Apache Parquet is a column-oriented data file format designed for efficient data storage and retrieval. It is widespread in the data analysis ecosystem. Querying them directly with an efficient SQL engine is really convenient. Both engines, DuckDB and Tableau Hyper are amazing tools, allowing to efficiently query Parquet files, among other capabilities. We only scratched the surface of this feature in this post, with a very specific use case. We observed similar timings for most of the queries. We did not measure memory usage.
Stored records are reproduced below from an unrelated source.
PR #4568, opened 2018-11-16
docs: socket_timeout default is nil, not 5

pda:
Update the Mongoid Configuration tutorial to show the default for `socket_timeout` is `nil` not `5`.

From the mongo driver documentation:

> *socket_timeout*
> The number of seconds to wait for an operation to execute on a socket before raising a timeout exception. It should take into account network latency and operation duration. The default is no value; the default is effectively infinity. Please consider using max_time_ms per-operation instead, as the socket_timeout does not stop the operation on the server; a long-running operation will continue to run on the server, beyond a socket timeout being reached.

— https://docs.mongodb.com/ruby-driver/master/tutorials/ruby-driver-create-client/index.html#details-on-timeout-options

Nothing in the driver code appears to set/default `socket_timeout` to anything, so it remains `nil`.

The only place mongoid arguably defaults `socket_timeout` to `5` is in `lib/rails/generators/mongoid/config/templates/mongoid.yml`, however that's a commented out example config line, not a default.

Note, this is also shown as `default: 5` on https://docs.mongodb.com/mongoid/7.0/tutorials/mongoid-installation/#anatomy-of-a-mongoid-config — I'm not sure where that page is built from.

### DIFF
--- a/docs/tutorials/mongoid-configuration.txt
+++ b/docs/tutorials/mongoid-configuration.txt
@@ -153,7 +153,7 @@ various options in the comments above each key:
           connect_timeout: 10
 
           # The timeout to wait to execute operations on a socket before raising an error.
-          # (default: 5)
+          # (default: nil)
           socket_timeout: 5
 
           # The name of the replica set to connect to. Servers provided as seeds that do


pda:
I just noticed https://docs.mongodb.com/ruby-driver/master/tutorials/ruby-driver-create-client/index.html#ruby-options lists `socket_timeout` as default `5` (the HTML layout obscures the default column without some scrolling). That contradicts the “Details on Timeout Options” section, and I can't see the default of 5 implemented anywhere. So I still think it's `nil` by default.

p-mongo:
Thanks for the patch. I think having some timeout is better than having no timeout, to which end I opened https://jira.mongodb.org/browse/RUBY-1593 to set our default timeout to 10 on non-monitoring connections.

p-mongo:
(The tutorial page you mentioned is built from https://github.com/mongodb/mongoid/blob/master/docs/tutorials/mongoid-configuration.txt, driver also has its own tutorials in analogous location.)

johnnyshields:
@p-mongo unrelated but how about taking some time to get the CI to behave reliably? Currently everything is red.

p-mongo:
I will merge this PR since it improves the accuracy of our present documentation and has no issues. Thanks!

PR #4572, opened 2018-11-28
MONGOID-4666 Allow fields of type Regexp to be set to nil.

jakebarnett:
Currently, setting a field of type regexp to nil results in the Ruby type error: `TypeError: no implicit conversion of nil into String` 

This PR nil guards the regexp mongoize extension similar to with the Time extension (mongoid/lib/mongoid/extensions/time.rb:72)

Please let me know if this should be submitted differently.

### DIFF
--- a/lib/mongoid/extensions/regexp.rb
+++ b/lib/mongoid/extensions/regexp.rb
@@ -18,6 +18,7 @@ module Mongoid
         #
         # @since 3.0.0
         def mongoize(object)
+          return nil if object.nil?
           ::Regexp.new(object)
         end
       end
--- a/lib/mongoid/extensions/time.rb
+++ b/lib/mongoid/extensions/time.rb
@@ -49,7 +49,7 @@ module Mongoid
         #
         # @since 3.0.0
         def demongoize(object)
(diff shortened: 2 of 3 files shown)


lib/mongoid/extensions/regexp.rb
```diff
@@ -18,6 +18,7 @@ module ClassMethods
         #
         # @since 3.0.0
         def mongoize(object)
+          return nil if object.blank?
```
p-mongo: This should be `nil?` rather than `blank?` (and this applies to the time extension as well), and can you please add a test that `''` mongoizes to `//` as it currently does?

p-mongo:
https://jira.mongodb.org/browse/MONGOID-4666

jakebarnett:
@p-mongo Another thing I noticed is that there is not demongoize extension for `Regexp`.  Accessing a field of type `Regexp` will return a `BSON::Regexp::Raw`

Was that a design decision?  If not, I'm happy to fix that too.

p-mongo:
Seems like an oversight, a PR fixing that would be great.

PR #5123, opened 2022-01-05
MONGOID-5207 Test Ruby 3.1 on Evergreen

comandeo:


.evergreen/config.yml
```diff
@@ -531,15 +540,15 @@ axes:
           APP_TESTS: yes
 
 buildvariants:
-- matrix_name: "ruby-3.0"
+- matrix_name: "ruby-3"
   matrix_spec:
-    ruby: ["ruby-3.0"]
+    ruby: ["ruby-3.0", "ruby-3.1"]
     driver: ["current"]
     topology: '*'
```
p-mongo, line 547: Maybe just test one topology on 3.0?

p-mongo (approved):

.evergreen/config.yml
comandeo: Done, good idea.

PR #5125, opened 2022-01-06
MONGOID-5212 Support for Decimal128 type

Neilshweky:


lib/mongoid/errors/unmapped_bson_type.rb
```diff
@@ -0,0 +1,22 @@
+# encoding: utf-8
+module Mongoid
+  module Errors
+
+    # This error is raised when attempting to demongoize a value from the database
+    # that doesn't map to the field type.
+    class UnmappedBSONType < MongoidError
```
Neilshweky, line 7: Are we keeping this error around? See Emily's comment [here](https://github.com/mongodb/mongoid/pull/4363#discussion_r93001937)

lib/mongoid/extensions/big_decimal.rb
```diff
@@ -58,7 +68,31 @@ def demongoize(object)
...
+          end
+        end
+
+        private
+
+        def demongoize_from_decimal128(object)
+          if Mongoid.map_big_decimal_to_decimal128
+            object.to_big_decimal
+          else
+            raise Mongoid::Errors::UnmappedBSONType.new(object)
```
Neilshweky, line 86: I don't think I agree with this. When you opt in to using the BigDecimal type, you expect to lose some precision. If you really cared about trailing zeroes then you would have used Decimal128.

lib/mongoid/extensions/big_decimal.rb
```diff
@@ -58,7 +68,31 @@ def demongoize(object)
...
+          end
+        end
+
+        def mongoize_to_decimal128(object)
+          if object.is_a?(BigDecimal)
+            BSON::Decimal128.new(object)
+          elsif object.numeric?
+            BSON::Decimal128.new(object.to_s)
+          end
```
Neilshweky, line 95: I think we need an else condition here?

lib/mongoid/errors/unmapped_bson_type.rb
p-mongo: From what I am understanding, I don't think so. If user specifies BigDecimal as field type + Decimal128 serialization (which would have to be explicitly enabled at least in the first Mongoid release incorporating the integration) they are accepting the common functionality of the two types, including the fact that trailing zeroes will be lost in a roundtrip.

lib/mongoid/extensions/big_decimal.rb
Neilshweky: From the tests, it actually seems like returning `nil` is intended here. Does that make sense?

p-mongo: What is the purpose of this method? If it is only called from mongoize above why not put all logic there?

lib/mongoid/extensions/big_decimal.rb
p-mongo: If a user specified BigDecimal field type and database data is a Decimal128, I think they should get back a BigDecimal. This combination won't be currently produced by Mongoid from what I understand.

lib/mongoid/extensions/big_decimal.rb
Neilshweky: yup it seems like they abstracted some of the logic into its own function, even though it seems like it's only called once

lib/mongoid/extensions/big_decimal.rb
Neilshweky: done

lib/mongoid/extensions/big_decimal.rb
Neilshweky: I removed those functions and put the logic back into the bigger functions

lib/mongoid/errors/unmapped_bson_type.rb
Neilshweky: done

lib/mongoid/config.rb
```diff
@@ -73,6 +73,7 @@ module Config
 
     # Return stored times as UTC.
     option :use_utc, default: false
+    option :map_big_decimal_to_decimal128, default: false
```
p-mongo, line 76: This line needs an empty line above it to separate this option from the previous option.

lib/mongoid/extensions/big_decimal.rb
```diff
@@ -46,7 +50,13 @@ module ClassMethods
         #
         # @return [ BigDecimal, nil ] A BigDecimal derived from the object or nil.
         def demongoize(object)
-          object && object.numeric? ? BigDecimal(object.to_s) : nil
+          if object
+            if object.is_a?(BSON::Decimal128)
+              object.to_big_decimal
+            elsif object.numeric?
```
p-mongo, line 56: I would like the `numeric?` condition to be dropped and this path be taken for non-numeric input also. I see that non-numeric input was already trashed previously but I think this is not good behavior.

Test with a time field:

```
  class Foo
    include Mongoid::Document

    field :a
  end

  Foo.delete_all

  Foo.create!(a: 'zz')

  class Foo
    field :a, type: BigDecimal
  end

  p Foo.first, Foo.first.a
```

produces:

```
NoMethodError: undefined method `getlocal' for "zz":String
```

Test with the code as proposed with BigDecimal field:

```
  class Foo
    include Mongoid::Document

    field :a
  end

  Foo.delete_all

  Foo.create!(a: 'zz')

  class Foo
    field :a, type: Time
  end

  p Foo.first, Foo.first.a
```

produces:

```
#<Foo _id: 61d76a95a15d5d4e9c038186, a: "zz">
nil
```

I think it would be better to always attempt to construct a BigDecimal, allowing *that* call to raise whatever exceptions on problems.

@comandeo  thoughts?

lib/mongoid/extensions/big_decimal.rb
```diff
@@ -46,7 +50,13 @@ module ClassMethods
         #
         # @return [ BigDecimal, nil ] A BigDecimal derived from the object or nil.
         def demongoize(object)
-          object && object.numeric? ? BigDecimal(object.to_s) : nil
+          if object
```
p-mongo, line 53: This condition also causes this method to map `false` to `nil`, I suggest `unless object.nil?` instead.

lib/mongoid/extensions/big_decimal.rb
```diff
@@ -58,7 +68,17 @@ def demongoize(object)
         #
         # @return [ String, nil ] A String representing the object or nil.
         def mongoize(object)
-          object && object.numeric? ? object.to_s : nil
+          if object
```
p-mongo, line 71: I suggest `unless object.nil?` as per above comment.

lib/mongoid/extensions/big_decimal.rb
```diff
@@ -58,7 +68,17 @@ def demongoize(object)
...
+            if Mongoid.map_big_decimal_to_decimal128
+              if object.is_a?(BigDecimal)
+                BSON::Decimal128.new(object)
+              elsif object.numeric?
```
p-mongo, line 75: If this method (attempts) to handle a variety of input types, it seems to me that the second condition of this if statement (ahead of `object.numeric?` branch) should be `elsif object.is_a?(BSON::Decimal128)` which would return `object` verbatim.

lib/mongoid/extensions/big_decimal.rb
```diff
@@ -58,7 +68,17 @@ def demongoize(object)
...
+                BSON::Decimal128.new(object.to_s)
+              end
```
p-mongo, line 77: ... and I would like to have an `else` here returning `object`, same as with the long comment above.

lib/mongoid/extensions/big_decimal.rb
```diff
@@ -58,7 +68,17 @@ def demongoize(object)
...
+            elsif object.numeric?
+              object.to_s
+            end
```
p-mongo, line 80: The outer `if` should also check for BSON::Decimal128 and have the `else` branch, same as the inner `if`.

spec/mongoid/criteria/queryable/extensions/big_decimal_spec.rb
```diff
@@ -6,55 +6,121 @@
 
   describe ".evolve" do
 
-    context "when provided a big decimal" do
+    context 'when map_big_decimal_to_decimal128 is false' do
```
p-mongo, line 9: This test needs to either set the option to false or assert that its value is false, to guard against the option value being different due to e.g. a previously executed test.

spec/mongoid/extensions/big_decimal_spec.rb
```diff
@@ -8,401 +8,853 @@
...
+  end
+
+  context 'when map_big_decimal_to_decimal128 is true' do
+
+    before do
+      Mongoid.map_big_decimal_to_decimal128 = true
+    end
+
+    after do
+      Mongoid.map_big_decimal_to_decimal128 = false
```
p-mongo, line 440: I would prefer an `around` block instead which would read the current setting value and restore the setting to the current value, instead of hardcoding our present default like this.

spec/mongoid/fields_spec.rb
```diff
@@ -1234,71 +1234,153 @@ class DiscriminatorChild2 < DiscriminatorParent
...
+      end
+
+      context "when setting to a string" do
+
+        before do
+          band.sales = decimal.to_s
+        end
+
+        it "persists as a BSON::Decimal128" do
+          expect(band.attributes["sales"]).to eq(BSON::Decimal128.new(decimal.to_s))
```
p-mongo, line 1348: :+1:

lib/mongoid/extensions/big_decimal.rb
johnnyshields: False can be ignored as it isn't handled by below statements (it is neither a Decimal128 nor numeric?). Recommend to as a guard method `return unless object`

lib/mongoid/extensions/big_decimal.rb
johnnyshields: I disagree. I think demongoize should return nil unless the object can be represented as a BigDecimal. Should check the behavior of demongoize on other classes.

lib/mongoid/extensions/big_decimal.rb
johnnyshields: At a minimum the `object` must be mongoized, so return `object.mongoize`

lib/mongoid/extensions/big_decimal.rb
Neilshweky: @p-mongo I kind of agree with @johnnyshields here... Here are some examples of invalid values to demongoize:
```
irb(main):004:0> Float.demongoize("1.2asda")
=> 0.0
irb(main):005:0> Integer.demongoize("1234rqwdd")
=> 0
```
Now, I'm not sure why `0` is the right return value here but the important thing is that it doesn't raise an error. Let me know what you think...

johnnyshields: @Neilshweky is correct should make this return `0`. Important thing is that it doesn't raise error.

lib/mongoid/extensions/big_decimal.rb
Neilshweky: I changed this @p-mongo but I don't think it will make a difference since false is not numeric. I'll leave it because it's more expressive but there's no functionality change. 
```
irb(main):001:0> BigDecimal.demongoize(false)
=> nil
irb(main):002:0> false.numeric?
=> false
```

lib/mongoid/extensions/big_decimal.rb
Neilshweky: Won't that cause an infinite loop @johnnyshields ?

johnnyshields: No.

lib/mongoid/config.rb
Neilshweky: done

lib/mongoid/extensions/big_decimal.rb
Neilshweky: Actually after rereading your comment, I agree @p-mongo. Let's let BigDecimal throw an error

lib/mongoid/extensions/big_decimal.rb
Neilshweky: done

lib/mongoid/extensions/big_decimal.rb
Neilshweky: done

lib/mongoid/extensions/big_decimal.rb
johnnyshields: Wait--`demongoize` should NOT throw an error. Can you find examples of other classes where demongoize throws an error?

Imagine the user experience for this this... DB object can't be read... nightmare.

spec/mongoid/criteria/queryable/extensions/big_decimal_spec.rb
Neilshweky: done

spec/mongoid/extensions/big_decimal_spec.rb
Neilshweky: done

lib/mongoid/extensions/big_decimal.rb
Neilshweky: @p-mongo @comandeo what do you think?

lib/mongoid/extensions/big_decimal.rb
Neilshweky: Ah I see. For my curiosity, can you point out an example where this would cause a change in functionality?

spec/mongoid/criteria_spec.rb
```diff
@@ -3422,20 +3422,111 @@ def self.ages; self; end
...
+          let(:fans) do
+            BigDecimal('139432.0002')
+          end
+
+          let!(:band) do
+            Band.create!(name: "Boards of Canada", fans: fans)
+          end
+
+          let(:from_db) do
+            Band.where(fans: fans.to_s).first
```
Neilshweky, line 3498: This is an interesting case. A `BigDecimal` was inserted with `map_big_decimal_to_decimal128=false` so it was stored as a string. Now, if we try to query it using a `BigDecimal`, it won't find it. Note this field is _dynamic_ so it can't be expected to know that strings are also `BigDecimal`s. In the case where we set the type of the field to `BigDecimal`, it does find the document, in this case I don't think it should...

What do you think @p-mongo?

p-mongo: This caveat can go into the BigDecimal field documentation. If users query on the field, they are would need to either query with both value types (BigDecimal and string, using e.g. `$in`) or they would need to migrate their data to Decimal128 storage.

Neilshweky: done

Neilshweky:
The tests in this PR will not work until BSON is upgraded to 4.14.0

lib/mongoid/extensions/big_decimal.rb
comandeo: I am inclined to agree with @johnnyshields here, we should not fail if we cannot demongoize value.

Imagine we have the following document:
```ruby
class Item
  include Mongoid::Document
  
  field :name, type: String
  field :kind, type: String
  field :amount, type: BigDecimal
end
```

Let's say our database contains following records:
```
[
  {
    _id: ObjectId("61d8889af7b3f3f5d961f974"),
    name: 'name1',
    kind: 'x',
    amount: Decimal128("1")
  },
  {
    _id: ObjectId("61d8889af7b3f3f5d961f975"),
    name: 'name2',
    kind: 'x',
    amount: 'error: bad input, cannot parse provided data'
  },
  {
    _id: ObjectId("61d8889af7b3f3f5d961f976"),
    name: 'name3',
    kind: 'y',
    amount: Decimal128("2")
  }
]
```

This is a legitimate situation. It can happen, for example, if there is another application that writes to the same collection, and something went wrong. And even if something went wrong, we still may want to work with the data.

Now we try to query the data:
```ruby
# A dumb example to illustrate the problem.
Item.where(kind: 'x').map do |i|
  if i.amount.nil?
    "<p>BAD RECORD</p>" # Or whatever I want to to do handle the problem.
  else
    css_class = if i.amount > 0
                  'green'
                else
                  'red'
                end
    "<p class='#{css_class}'>#{i.name}: #{i.amount}</p>"
  end  
end
```
Proposed solution will throw an exception in the middle of execution. Returning `nil` will give a user a chance to handle broken data.

As a user, I would probably expect that the query returns me requested data even if some fields cannot be deserialized. Setting the problematic field to nil seems to be a good indication of a problem to me, and the problem can be handled on application layer.

I do not think that we should return 0 here, though. Zero is a valid value.

Neilshweky: okay, I think that's a fair solution.

lib/mongoid/extensions/big_decimal.rb
johnnyshields: Probably none in practice, but the docs state that SomeObject.mongoize(...) class method should be a catch-all for all possible types, even ones that do not cleanly map to SomeObject.

lib/mongoid/extensions/big_decimal.rb
johnnyshields: I'm fine with either `nil` or `0`, but again would urge to look at what other classes do an and **keep it consistent**. (If there needs to be a follow-up PR to change BigDecimal + other classes uniformly, that's also fine...)

comandeo: I am afraid we are not consistent already:
```
irb(main):015:0> Date.demongoize('i am so bad')
date.rb:48:in `demongoize': undefined method `year' for "i am so bad":String (NoMethodError)

irb(main):018:0> Time.demongoize('so do i')
time.rb:57:in `demongoize': undefined method `getlocal' for "so do i":String (NoMethodError)

irb(main):020:0> DateTime.demongoize('i am also bad')
time.rb:57:in `demongoize': undefined method `getlocal' for "i am also bad":String (NoMethodError)

irb(main):021:0> Float.demongoize('i am sooooooo bad')
=> 0.0

irb(main):022:0> Integer.demongoize('could not be worse')
=> 0

irb(main):023:0> Range.demongoize('and yet it can')
=> nil..

irb(main):024:0> Set.demongoize('i have no idea what i am doing')
ruby/3.1.0/set.rb:280:in `do_with_enum': value must be enumerable (ArgumentError)

irb(main):026:0> Regexp.demongoize(42).class.name
=> "Integer"

irb(main):028:0> Hash.demongoize('i give up')
=> "i give up"
```
We do have to make all these consistent later, that is true.

johnnyshields: Since the two existing numeric types (`Float` and `Integer`) currently return `0`, I would be inclined to say `BigDecimal` should return `0`. Fine to raise a follow-up ticket/PR if we wish to change it later.

Neilshweky: I think for now it's better practice to return nil, and we should file a ticket to follow upon Float and Integer.

lib/mongoid/extensions/big_decimal.rb
Neilshweky: Okay, I'm willing to change that. Done.

spec/mongoid/criteria_spec.rb
```diff
@@ -3422,20 +3422,139 @@ def self.ages; self; end
...
+          end
+
+          it "finds the document by the big decimal value" do
+            expect(from_db).to eq(band)
+          end
         end
 
-        let(:from_db) do
-          Band.where(sales: sales).first
+        context 'when map_big_decimal_to_decimal128 was false and is now true' do
```
Neilshweky, line 3477: This test does not work. It asserts that a BigDecimal that was originally stored as a string, can be queried with a BigDecimal, with `map_big_decimal_to_decimal128` turned on. We have to fix this. Here are the solutions I can think of:
1. Change the implementation of searching for a `BigDecimal` field to search for both the string representation and the BigDecimal representation.
A problem arises when some people purposely have `BigDecimal`s and Strings stored in the database under the same field, and don't want querying for a `BigDecimal` to return the string. But I think this is a pretty niche case.
2. We can just leave it how it is. Instruct the user how to query for both string and `BigDecimal` representations of their data if that's what they want. This is a little annoying for the user.
3. I also wrote up this quick little query that changes all values in a db to a ``BigDecimal`` but this seems a little reckless, especially for big data sets:
```
db.bands.updateMany({ 
  "field": { "$exists": true } 
}, [
  { "$set": { 
    "field": { "$toDecimal": "$field" } 
  } }
])
```

p-mongo: The first idea would be a really good one but I expect it to be either difficult or perhaps not even possible.

There are two contexts where attribute values are used: implicit equality (e.g. `{field: 42}`) and operators (e.g. `{field: {$eq: 42}}`). While the implicit equality can be transformed to e.g. `{field: {$in: ['42', Decimal128('42')]}}`, this won't work in the operator context.

`mongoize` currently doesn't have context knowledge at all. There is probably a way to communicate some contexts to it but Mongoid does generally permit users to provide MQL in a bunch of places and I'm thinking those might be impossible to change programmatically short of doing much more rewriting of MQL than Mongoid is presently doing.

p-mongo: I think at this point what we need is migration guidance and documentation for how to move from string to bigdecimal field storage. The migration query above is excellent and can go into the migration guidance. Additionally it would be good to have a similar snippet for how to query on individual fields with type conversion into bigdecimal, e.g. if I want to find all documents where the value is > 0 with both types how I would do that.

Neilshweky: Okay! I can't put that all into the documentation PR.... That leaves us with no further code changes then.

lib/mongoid/extensions/big_decimal.rb
p-mongo: I created https://jira.mongodb.org/browse/MONGOID-5221 to address the demongoization issue across all types.

lib/mongoid/extensions/big_decimal.rb
Neilshweky: It's true... I guess that's why this PR was cancelled all these years ago...

lib/mongoid/extensions/big_decimal.rb
```diff
@@ -46,7 +50,13 @@ module ClassMethods
...
+          unless object.nil?
+            if object.is_a?(BSON::Decimal128)
+              object.to_big_decimal
+            elsif object.numeric?
+              BigDecimal(object.to_s)
+            end
+          end
         end
 
         # Mongoize an object of any type to how it's stored in the db as a String.
```
p-mongo, line 62: I think this needs to be updated, specifically the `as a String` part?

Neilshweky: done

spec/mongoid/criteria_spec.rb
p-mongo: This test then can be changed to assert that the document is *not* found when its type in the database is different from how Mongoid is presently configured, for our future reference.

p-mongo (commented):
LGTM, I'll leave this unapproved as a reminder that this PR is blocked on bson release.

p-mongo (approved):

johnnyshields:
Looks good to me

comandeo (approved):

lib/mongoid/extensions/big_decimal.rb
p-mongo: I am unresolving this discussion thread because it's referenced from https://jira.mongodb.org/browse/MONGOID-5221.

johnnyshields: I've crossed out my earlier comment here--BigDecimal correctly returns `nil` today for non-numeric string, we should do the same for Integer/Float. It's ready to merge in PR: https://github.com/mongodb/mongoid/pull/5220

PR #5126, opened 2022-01-06
MONGOID-5213 Document changes to BigDecimal type and addition of global flag

Neilshweky:


docs/reference/fields.txt
```diff
@@ -99,7 +99,6 @@ You can safely omit type specifications when:
 
 Types that are not supported as dynamic attributes since they cannot be cast are:
 
-- ``BigDecimal``
```
p-mongo, line 102: Is there a test where a BigDecimal value is written to & read from a dynamic field? I'm expecting no based on this not being possible previously.

p-mongo: Could be done in a separate PR.

p-mongo (approved):

docs/reference/fields.txt
Neilshweky: Not that I can find, adding one in the MONGOID-4237 PR

Neilshweky: done

docs/reference/fields.txt
```diff
@@ -397,6 +396,56 @@ matches strings containing "hello" before a newline, besides strings ending in
...
+  may result in a loss of precision.
+
+There is an additional caveat when storing a ``BigDecimal`` in a field with no
+type (i.e. a dynamically typed field) and ``Mongoid.map_big_decimal_to_decimal128``
+is false. In this case, the ``BigDecimal`` is stored as a string, and since a
+dynamic field is being used, querying for that field with a ``BigDecimal`` will
+not find the string for that ``BigDecimal``, since the query is looking for a
+``BigDecimal``. In order to query for that string, the ``BigDecimal`` must
+first be converted to a string with ``to_s``. Note that this is not a problem
+when the field has type ``BigDecimal``.
```
p-mongo, line 440: Would `BigDecimal`-typed field have the same issue in the other direction - when querying existing data that is stored as strings after `Mongoid.map_big_decimal_to_decimal128` is set to true, nothing would be found?

Neilshweky: Yes that is true as well... How would you like to handle this case?

docs/reference/fields.txt
```diff
@@ -397,6 +396,56 @@ matches strings containing "hello" before a newline, besides strings ending in
 This is because the meaning of ``$`` is different between PCRE and Ruby
 regular expressions.
 
+BigDecimal Fields
+-----------------
+
+The ``BigDecimal`` field type is used to store numbers with increased precision.
+
+The ``BigDecimal`` field type stores its values in two different ways under the
+hood, depending on the value of the ``Mongoid.map_big_decimal_to_decimal128``
```
johnnyshields, line 405: `under the hood` --> `in the database`

Neilshweky: I kind of like it the way it is tbh...

johnnyshields: "Under the hood":
- Does not clearly indicate under which "hood" -- is it in Ruby's memory or the database?
- Is idiomatic English which does not make sense to non-native speakers (Mongoid is not a car :) )

It's good to think about these points when writing technical documentation.

docs/reference/fields.txt
```diff
@@ -397,6 +396,56 @@ matches strings containing "hello" before a newline, besides strings ending in
...
+first be converted to a string with ``to_s``. Note that this is not a problem
+when the field has type ``BigDecimal``.
+
+If you wish to avoid using ``BigDecimal`` altogether, you can set the field
+type to ``BSON::Decimal128``. This will allow you to keep track of trailing
+zeroes and signed ``NaN`` values.
+
+.. note::
+  In Mongoid 7.6, the global config ``Mongoid.map_big_decimal_to_decimal128``
+  will be defaulted to true instead of false.
```
johnnyshields, line 448: Following Semver, this defaulting should take place in Mongoid 8.0, NOT 7.6

Neilshweky: @p-mongo and I discussed this. He didn't want to release a major version for this... @p-mongo thoughts?

docs/reference/fields.txt
Neilshweky: Alright, if you really think so I'll change it

Neilshweky: done

docs/reference/fields.txt
johnnyshields: It should be documented in the release notes and options documentation for `map_big_decimal_to_decimal128`. It should make clear that when switching the flag, it will break the ability to query against existing data, and that all data must be migrated.

**Fortunately**, in the real-world, applications are very unlikely to be doing any queries on BigDecimal as string today, because it's pretty useless--you'd have to match against exact values. In other worlds, if you have `field :money_amt, type: BigDecimal`, then `.gt(money_amt: 100)` will NOT work today. The only possible case is something like `.ne(money_amt: nil)` which will work regardless of string or decimal128.

docs/reference/fields.txt
Neilshweky: Hey we've seen this and we're reconsidering how we want to version this... Thanks!

p-mongo (approved):
:+1:

comandeo (approved):

PR #5133, opened 2022-01-28
Fix MONGOID-5172 Criteria#any_of with multiple arguments incorrectly adds conditions to existing top-level $or if one is already present


p-mongo:


p-mongo:
https://jira.mongodb.org/browse/MONGOID-5172

johnnyshields:
🎉

docs/release-notes/mongoid-7.5.txt
```diff
@@ -119,6 +119,61 @@ Embedded associations (``embeds_one`` and ``embeds_many``):
 +---------------------------------------+---------------------------------------+
 
 
+``any_of`` Adds Multiple Arguments As Top-Level Conditions
+----------------------------------------------------------
+
+**Breaking change:** When ``any_of`` is invoked with multiple conditions, the
```
Neilshweky, line 125: Did we conclude that we're going to release this breaking change in 7.5? I thought it had to be in the next major version?

Neilshweky (approved):
LGTM, just not sure about which version to release this in.

docs/release-notes/mongoid-7.5.txt
p-mongo: Yes, we will redo the versions but for now since everything is referencing 7.5 it would be confusing to have a mix of 7.5 and 8.0 references thus I'm continuing with the existing numbers.

comandeo (approved):

docs/release-notes/mongoid-7.5.txt
johnnyshields: It's a good call to put this in 8.0.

However, we observed that it is important to write SQL queries that are a little bit optimized regarding memory consumption, when dealing with large datasets and “large” queries. Also, it is advised to specify a temp directory to the engine, so that it can write some temporary data there (temp_directory setting with DuckDB).